Start of Block

PR #4517, opened 2024-12-26
Replace Twigfiddle by the new Twig playground

fabpot:
https://symfony.com/blog/introducing-the-new-twig-playground


smnandre:
oO  This is amazing.

PR #181, opened 2016-04-16
fix typo in vkGetPhysicalDeviceQueueFamilyProperties manpage

Marqin:
fix two typos in vkGetPhysicalDeviceQueueFamilyProperties manpage:
transsfer -> transfer
an -> and


oddhack:

Marqin:
No problem, thanks for your reply :smile:

PR #186, opened 2016-04-20
Fix invalid parameter reference in vkEnumeratePhysicalDevice description

Overv:
The number of devices written by `vkEnumeratePhysicalDevices` is returned using the integer pointed to by `pPhysicalDeviceCount`, but the description states that the number is written to `pPhysicalDevices`.


oddhack:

End of Block

▶ **Exercise**
Reproduce the entries exactly, but only from their first line to the line holding "fix two typos", with that last line kept.

▶ **Response**
PR #4517, opened 2024-12-26
Replace Twigfiddle by the new Twig playground

fabpot:
https://symfony.com/blog/introducing-the-new-twig-playground


smnandre:
oO  This is amazing.

PR #181, opened 2016-04-16
fix typo in vkGetPhysicalDeviceQueueFamilyProperties manpage

Marqin:
fix two typos in vkGetPhysicalDeviceQueueFamilyProperties manpage:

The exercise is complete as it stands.